第39話 サマーレクリエーション

 緩く波立つ海面の下に広がる空間は自由が満ちていた。

 水流に乗ってゆらゆらと漂う海藻。岩塊とサンゴの山からひょこっと顔を出す小さなカニ。その上をスイスイと軽やかに泳ぎ回る魚たち。


 動いて食って寝て、動いて食って寝て。どいつもこいつも気ままなもんだ。規則や習慣に縛られた人間社会の重圧なんて、こいつらには理解すらできないだろう。

 逆に今はその環境が羨ましかった。


「いいよなお前らは。こんな理不尽な目に遭うことなんてないんだからさ」


「おい。ボサッとしてないで仕事しろや」


「……はい」


 真夏の炎天下、僕はクラスメイト達とボートで大海原に漕ぎ出していた。


◆◆◆◆◆


 事の発端はホテル前に着いた生徒たちを前に教師陣はこう切り出したことだ。


「これからサマーレクリエーションを開催するにあたり、勉強疲れの諸君の親睦を深めるためにボートレースを行ってもらう。各クラス5人で指定されたコースを回り、ブイを回収してゴールに費やした時間を競う勝負だ」


 急な展開に少なからず戸惑う生徒たち。面倒な勉強会の後に控えていたはずのバカンスを中断させられれば、不満が出るのは当然だった。
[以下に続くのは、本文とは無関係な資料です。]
PR #865, opened 2017-08-14
Map content store document_types to elasticsearch document_types

brenetic:
- Previously sent content_store document_types. We need to send the
correct elasticsearch types.
- Currently we only care about the `edition` type as we are adding the
`mainstream` formats. This will expand to encompass all elasticsearch
document_types as we proceed to add each format.

Mobbed with @MatMoore & @Rosa-Fox

### DIFF
--- a/lib/govuk_index/document_type_inferer.rb
+++ b/lib/govuk_index/document_type_inferer.rb
@@ -11,7 +11,8 @@ module GovukIndex
         raise NotFoundError if existing_document.nil?
         existing_document['_type']
       else
-        payload['document_type']
+        raise UnknownDocumentTypeError if elasticsearch_document_type.nil?
+        elasticsearch_document_type
       end
     end
 
@@ -23,8 +24,18 @@ module GovukIndex
 
     attr_reader :payload
 
+    def mapped_document_types
+      @_document_types ||= begin
+        YAML.load_file(File.join(__dir__, '../../config/govuk_index/mapped_document_types.yaml'))
+      end
+    end
+
     def existing_document
       @_existing_document ||= Client.get(type: '_all', id: payload['base_path'])
+    end
+
+    def elasticsearch_document_type
+      @_elasticsearch_document_type ||= mapped_document_types[payload['document_type']]
     end
   end
 end
--- a/lib/govuk_index/publishing_event_worker.rb
+++ b/lib/govuk_index/publishing_event_worker.rb
@@ -25,8 +25,10 @@ module GovukIndex
     # processed out of order so we don't want to notify errbit but just allow
     # the process to continue
     rescue NotFoundError
+      logger.info("#{payload['base_path']} could not be found.")
       Services.statsd_client.increment('govuk_index.not-found-error')
     rescue UnknownDocumentTypeError
+      logger.info("#{payload['document_type']} document type is not known.")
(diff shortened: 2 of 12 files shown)


dwhenry:
I not total sure I understand what this code does or why it is required now given that we are using a placeholder. Is this a change that is needed to get versioning working?

MatMoore:
@dwhenry this is because there are two document type fields. We were passing along the publishing api one but that's not what we should be using for the elasticsearch document type (if we want to keep things backwards compatible)

It's a placeholder because a lot of formats - including all the mainstream ones - map to "edition" in elasticsearch, so we can deal with the mapping later on when we tackle other formats.

lib/govuk_index/document_type_inferer.rb
```diff
@@ -21,10 +23,20 @@ def unpublishing_type?
...
+        YAML.load_file(File.join(__dir__, '../../config/govuk_index/mapped_document_types.yaml'))
+      end
+    end
 
     def existing_document
       @_existing_document ||= Client.get(type: '_all', id: payload['base_path'])
     end
+
+    def elasticsearch_document_type
+      @_elasticsearch_document_type ||= mapped_document_types[payload_document_type]
```
dwhenry: `payload_document_type` is only used the once so may be worthwhile just inlining `payload['document_type']`

lib/govuk_index/publishing_event_worker.rb
```diff
@@ -25,6 +26,8 @@ def perform(routing_key, payload)
     # the process to continue
     rescue NotFoundError
       Services.statsd_client.increment('govuk_index.not-found-error')
+    rescue UnknownDocumentTypeError
+      Services.statsd_client.increment('govuk_index.unknown-document-type')
```
dwhenry: I'm not sure on this, but it might be helpful when we are deciding what to do next:
```
rescue UnknownDocumentTypeError
  Services.statsd_client.increment("govuk_index.unknown-document-type.#{e.message}")
```

where the message is the document_type from the payload. 〰️

test/unit/govuk_index/elasticsearch_processor_test.rb
```diff
@@ -20,4 +20,31 @@ def test_should_save_valid_document
...
+        {
+          delete: presenter.identifier
+        }
+      ]
+    )
+
+    actions = GovukIndex::ElasticsearchProcessor.new
+    actions.delete(presenter)
+    actions.commit
+  end
```
dwhenry, line 49: do we want a test for should not delete a document with an invalid document type or do we already have.

dwhenry (approved):

test/unit/govuk_index/elasticsearch_processor_test.rb
brenetic: We currently raise/rescue the `UnknownDocumentTypeError` from the `DocumentTypeInferer` so it shouldn't ever try to delete a document if the payload document type is invalid. That is currently tested

lib/govuk_index/publishing_event_worker.rb
brenetic: We have added logging with payload details instead

dwhenry (approved):
🚢

PR #868, opened 2017-08-15
Logging is a good thing

MatMoore:
The logging we have is actually useful but it's suppressed most of the time.

No data that gets sent to rummager is sensitive, so there is no need for logs to be much less detailed on production.

This PR changes the following:
- Log at INFO level in integration/staging/production instead of WARN
- Log at DEBUG level in development instead of INFO (we can change this if it's annoying)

 だが教師もそれは心得たもの。次の宣言はそんな連中を黙らせるのに十分な威力を発揮した。


「ちなみに上位のチームには今夜のBBQバーベキューに用意した食材の追加を認めよう。順位が良いほど肉の量が増えるぞ」


 おのれ高校生の食欲を逆手に取るとは何と卑劣な……!

 今夜のメインイベントだから配給されるのは恐らく牛肉だ。それに野郎共の胃袋を満足させるからには決して1、2kgなんてケチな量じゃない。

 上司の杜撰な金銭管理のせいで、日頃は精々チキン程度しかありつけない身としては絶対に譲れない大一番だ。

 他の連中も滅多にない好機と分かり、瞳を爛々と燃やしていた。


「このゲームはつまるところ体力勝負だ。だがそれではクラスごとに偏りが出て勝負にハンデが生じてしまう。結束を図る意味でもメンバーの選定は公平性を期してくじ引きで決める。選出された者はコースの説明を受けてからスタートする。以上だ」


◆◆◆◆◆


 なのにどうしてこうなった……!?


「あーもう無理。腕上がんない」


「何言ってんだ。交代してまだ10分も経ってないぞ」


「だって神威君みたいな体育会系と違って、ウチら普通の女子だし」


「じゃあ他に何するんだよ」


「え? それはほら、ブイの回収とか……あーメンドくさ! パッチあんた十分休んだでしょ。交代!」


「いや僕さっき漕いだばかり……」


「女子に力仕事押し付けるんだ。サイテー、不適合者」


「……承りました」


 くっ、ここぞとばかりに女子の特権をフル活用しやがって。こうも言われたら男は黙って肩代わりするしかなくなってしまう。


 そもそもメンバーがおかしいんだ。くじ引きで選ぶって話だったのに、どうしてE組トップカーストで固めたところに、僕が紛れ込んでるんだ。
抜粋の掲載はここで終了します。